__Task instructions__.
All lines holding the word "than" are to be copied from the records beneath.

__Excerpted records__.

PR #3925, opened 2022-11-28
Add visitAndAssertBeforeResponses helper function for integration tests (part 1)

pedrottimark:
### Problem

Under pressure to solve timing failures in tests for various containers:

1. I replaced `cy.visit` method with generic `visit` function which intercepts requests and waits for responses according to `routeMatcherMapForAuthenticatedRoutes` object.

    * That worked well, with one exception: I incorrect includes credential expiry requests, which are not in sequence preceding, but instead in parallel with container-specific requests. Fixed in #3577

2. I wrote container-specific `visitWhatever` functions with `routeMatcherMapForWhatever` object and optional `staticResponseMap` argument.

    * However, I made a mistake in the pattern to call `visit` function with those arguments, **and then** assert page address or page header. Destination page address is an obvious prerequisite to requests and components usually render page header **before** instead of after responses to requests. Because the order of wait (API, API, and then DOM) contradicts the order of events, the pattern wastes the extra 4 seconds wait for DOM assertions.

    * Especially if containers or entity components take responsibility to make requests, but even if they render data from Redux store via sagas, it is possible to assert page address or page header **and then** intercept requests and wait for responses.

### Solution

This helper function adds another step to the pattern for interact and visit in #3917

To prevent timing problems if central slows down, invest cypress timeout in a more effective pattern which **alternates** API and DOM:

1. API: 10 seconds wait for requests and 30 seconds wait for responses in `routeMatcherForAuthenticatedRoutes` object.
2. DOM: 4 seconds wait for **container-specific** assertions in `assertionCallback` function.
3. API: 10 seconds wait for requests and 30 seconds wait for responses for **container-specific** `routeMatcherMapForWhatever` object.
4. DOM: 4 seconds wait for **test-specific** assertions after `visitWhatever` function call.

In part 1, apply the pattern to the following containers:
1. workflow
    * compliance
    * configmanagement
    * vulnmanagement
2. policies
3. violations

**Review recommendation**: before you review the test files, look at cypress/helpers/visit.js file to compare improved `visitAndAssertBeforeResponses` with baseline `visit` function (expand the following lines).

### Residue

1. cypress/helpers/policies.js
    * Replace inline intercept and wait with routeMatcherMap and helper functions.
2. cypress/integration/compliance/complianceList.test.js
    * Encapsulate reference to container path in tests.
3. cypress/integration/policies/policiesTable.test.js
    * Investigate how to encapsulate reference to policies path in 2 redirect tests.
4. cypress/integration/violations/tags.test.js
    * Encapsulate reference to container path in skipped tests.

## Checklist

## Testing Performed

### DIFF
--- a/ui/apps/platform/cypress/helpers/compliance.js
+++ b/ui/apps/platform/cypress/helpers/compliance.js
@@ -1,7 +1,7 @@
 import { headingPlural, selectors, url } from '../constants/CompliancePage';
 
 import { getRouteMatcherMapForGraphQL, interactAndWaitForResponses } from './request';
-import { visit } from './visit';
+import { visitAndAssertBeforeResponses } from './visit';
 
 const routeMatcherMapForComplianceDashboard = getRouteMatcherMapForGraphQL([
     'clustersCount',
@@ -22,10 +22,16 @@ const routeMatcherMapForComplianceDashboard = getRouteMatcherMapForGraphQL([
     'complianceStandards_PCI_DSS_3_2',
 ]);
 
-export function visitComplianceDashboard() {
-    visit(url.dashboard, routeMatcherMapForComplianceDashboard);
+const dashboardTitle = 'Compliance';
 
-    cy.get('h1:contains("Compliance")');
+export function visitComplianceDashboard() {
+    visitAndAssertBeforeResponses(
+        url.dashboard,
+        () => {
+            cy.get(`h1:contains("${dashboardTitle}")`);
+        },
+        routeMatcherMapForComplianceDashboard
+    );
 }
 
 /*
@@ -75,9 +81,13 @@ export function visitComplianceEntities(entitiesKey) {
         opnameForEntities[entitiesKey],
     ]);
 
-    visit(url.entities[entitiesKey], routeMatcherMap);
-
-    cy.get(`h1:contains("${headingPlural[entitiesKey]}")`);
+    visitAndAssertBeforeResponses(
+        url.entities[entitiesKey],
+        () => {
+            cy.get(`h1:contains("${headingPlural[entitiesKey]}")`);
+        },
+        routeMatcherMap
+    );
 }
 
 /*
@@ -90,7 +100,11 @@ export function visitComplianceStandard(standardName) {
         'controls',
     ]);
 
-    visit(`${url.controls}?s[standard]=${standardName}`, routeMatcherMap);
-
-    cy.get(`h1:contains("${standardName}")`);
+    visitAndAssertBeforeResponses(
+        `${url.controls}?s[standard]=${standardName}`,
+        () => {
+            cy.get(`h1:contains("${standardName}")`);
+        },
+        routeMatcherMap
+    );
 }
--- a/ui/apps/platform/cypress/helpers/compliance.js
+++ b/ui/apps/platform/cypress/helpers/compliance.js
@@ -22,13 +22,13 @@ const routeMatcherMapForComplianceDashboard = getRouteMatcherMapForGraphQL([
     'complianceStandards_PCI_DSS_3_2',
 ]);
 
-const dashboardTitle = 'Compliance';
+const containerTitle = 'Compliance';
 
 export function visitComplianceDashboard() {
     visitAndAssertBeforeResponses(
         url.dashboard,
         () => {
-            cy.get(`h1:contains("${dashboardTitle}")`);
+            cy.get(`h1:contains("${containerTitle}")`);
         },
         routeMatcherMapForComplianceDashboard
     );
--- a/ui/apps/platform/cypress/helpers/configWorkflowUtils.js
+++ b/ui/apps/platform/cypress/helpers/configWorkflowUtils.js
@@ -144,13 +144,13 @@ const routeMatcherMapForConfigurationManagementDashboard = getRouteMatcherMapFor
     'secrets',
 ]);
 
-const dashboardTitle = 'Configuration Management';
+const containerTitle = 'Configuration Management';
 
 export function visitConfigurationManagementDashboard() {
     visitAndAssertBeforeResponses(
         basePath,
         () => {
-            cy.get(`h1:contains("h1:contains("${dashboardTitle}")")`);
+            cy.get(`h1:contains("h1:contains("${containerTitle}")")`);
         },
         routeMatcherMapForConfigurationManagementDashboard
     );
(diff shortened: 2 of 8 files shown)


pedrottimark:
Although changed files include Configuration Management, the integration test failure is unrelated:

> Timed out retrying after 4000ms: Expected to find element: `.rt-td:nth-child(4):contains("fail"):nth(0)`, but never found it.

cypress/integration/configmanagement/ciscontrols.test.js:83:11

dvail (commented):
For my understanding, what are the timing problems that this change is looking to solve? Does the Central slow-down result in race conditions where we are making assertions that will never be true, given the ordering of network requests and user actions? Or does the slow down result in the test executing beyond the Cypress timeouts and causing a flake?

pedrottimark:
Yes, that is the question. Here is a more complete analysis as I reviewed my thinking yesterday:
* **Pro** of original pattern: It was straightforward to factor out cypress intercept-visit-wait sandwich in tests as container-level helper functions which call `visit(path, routeMatcherMap, staticResponseMap)` **and then** make container-level assertions. That is, maximum return on investment to prevent timing failures throughout the tests.
* **Con** of original pattern: The container-level assertions are **after** responses to container-level requests, instead of the actual order before (or maybe more precisely, in parallel with) the requests. Therefore, it misleads readers and writers of tests and allows mixing assertions which do or do not depend on data from responses. It indicated my fuzzy thinking at the time and had my thinking been clearer, this pattern would have been only an additional increment of effort.

Using one or more DOM assertions to separate requests for authenticated routes from requests for container pages **might be a prerequisite** to future changes.

The most recent timeouts have been with the requests for **authenticated routes** instead of requests for container pages.
* One possible solution **does not** depend on this proposed change: increase `requestTimeout` for `routeMatcherMapForAuthenticatedRoutes` in visit.js file.
* Another possible solution **does** depend on this proposed change: if any more requests (in addition to credentialexpiry) in `routeMatcherMapForAuthenticatedRoutes` are not prerequisites to rendering pages, then remove them and let the container-level DOM assertions become the prerequisite to start waiting for container-level requests.

By the way, I was concerned how well this pattern will compose with other variations of visit helper functions:
* visit from **left nav**: It seems like a similar incremental update, because the corresponding tests are so limited.
* visit with static response for auth status or especially for **permissions**: Because we have not written many tests related to `'READ_ACCESS'` versus `'READ_WRITE_ACCESS'` I have not yet looked ahead to this as it deserves.

pedrottimark:
Aha, super example!

Container-specific helper functions encapsulate this issue so readers and writers **of tests** do not think about it.

Here are some factors for container-specific requests and assertions:
* It was important to wait for responses to prevent premature evaluation of jQuery-style method chains in assertions.
* Even for `:contains("whatever")` assertions which cypress can retry, there is a subtle difference: timeout for DOM assertion is 4 seconds but timeout for request is now 10 seconds.
* In rare cases where there is significant frontend computation (for example, Network Graph) the extra 4 seconds to render after the 10 seconds for response might be significant.

Test-writing idioms to solve the above problems include:
* Container-specific helper functions call `interactAndWaitForResponses` with relevant requests.
* Source container tests call `interactAndVisitWhatever` import from destination container which encapsulates requests.

The proposed change affects helper functions like `visitVulnerabilityManagementEntities` that usually make an assertion like the following:

```js
cy.get(`h1:contains("${headingPlural[entitiesKey]}")`);
```

That is, it is the correct page (independent of data).

Therefore, the audience is readers and writers of container-specific helper functions. Same audience, us of course, but an analogy is **at what point** in development process we care about **implementation** of hooks versus **use** of hooks.

The proposed change addresses what I see at this point as two remaining problems:
1. Conceptual problem for readers and writers of container-specific helper functions to understand the order of events: when does initial container-specific **rendering** occur compared to container-specific **requests**. Initial rendering is in parallel with requests, therefore more accurate to assert DOM elements from initial rendering **before requests** instead of **after responses**. This is a testing motivation for the discussion about pro and con to render **Collection** breadcrumb in parallel with spinner.
2. Timing problems which do not yet have known causes might have solutions which need to distinguish (via `assertionCallback` function) assertions which **do not** depend on container-specific responses from test-specific assertions which **do** depend on responses. If we build that distinction into the emerging pattern how the intermediate layer of container-specific helper function call the inner layer of generic helper functions, then the latter have somewhat more information to make changes which might benefit all tests.

pedrottimark:
> it isn't immediately apparent to me where a central slowdown in CI would cause a flake

Dave, here is something that I forgot to include in previous comments. The test visits the following pages:
1. clusters list: click fixable link to visit…
2. cluster **fixable** cves list in side panel: click left arrow to visit…
3. cluster in side panel: click related entities cves link to visit…
4. cluster **all** cves list in side panel: see `'related entities tile links should unset search params upon navigation'`

After the first step, robust DOM assertions might be enough, especially in local deployment.

The patterns in progress are intended to be robust for less than ideal characteristics of tests:
* Simple tests, especially if they assert on elements which do **not** depend on responses, sometimes succeed **before** responses to all requests. Without wait for responses, this has been a problem when the next test starts and attempts to **mock the response** to a request before the response from the corresponding request from the previous test.
* Every vulnmanagement test file for a specific entity called an original helper function that started from step 1 for each successive step: 1, 1-2, 1-2-3, 1-2-3-4, 1-2-3-4-5 (that is, quadratic instead of linear time complexity) and had only the last DOM assertion for each sequence. After recent work had put two such long-running tests in succession within a new test file for two entities, it suddenly started to fail with timeout in 2/3 of CI runs. Double the quadratic trouble! To stop the failures required an emergency rewrite of helper functions to visit pages 1-2-3-4-5 and also wait for the primary request of each page. Plus splitting the combined test file into two separate files.

And there are unknowns about CI environment in past, present, and future:
* Cypress and central seem to run more asynchronous in CI environment than on our computers.
* There are more CI runs in a day now than in a 2-week sprint 2 years ago. I think quantity is a reason why more failures on branch than merge and more on merge than on nightly. As engineers ironically referred to early electronic computers as huge vacuum tube test apparatus, we might think of CI as a fuzzer to find tests which have async weaknesses.
* Some intermittent failures are associated with longer-running tests and `Refreshing the GKE auth token` in build-log.txt file, which occurs every 15 minutes on CI.

pedrottimark:
Having dumped thoughts why the relationship between DOM asserts and request waits is **both-and** instead of **either-or**, the worthwhile discussion has brought me to the conclusion:
* the current visit pattern has proved its worth
* the proposed changes are hard to understand and the potential benefits might beyond point of diminishing return

dvail:
| Without wait for responses, this has been a problem when the next test starts and attempts to mock the response to a request before the response from the corresponding request from the previous test.

Oh no, this was something I was unaware of. 😬 

I suppose I thought Cypress automatically handled this type of thing but I can see how this could become a debugging nightmare, especially in an unpredictable environment. I've run into something similar in the ui-unit-tests, but with pending React state updates instead of network requests and it is incredibly time consuming to track down and resolve.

__Answer box__.
The patterns in progress are intended to be robust for less than ideal characteristics of tests:
* Cypress and central seem to run more asynchronous in CI environment than on our computers.
* There are more CI runs in a day now than in a 2-week sprint 2 years ago. I think quantity is a reason why more failures on branch than merge and more on merge than on nightly. As engineers ironically referred to early electronic computers as huge vacuum tube test apparatus, we might think of CI as a fuzzer to find tests which have async weaknesses.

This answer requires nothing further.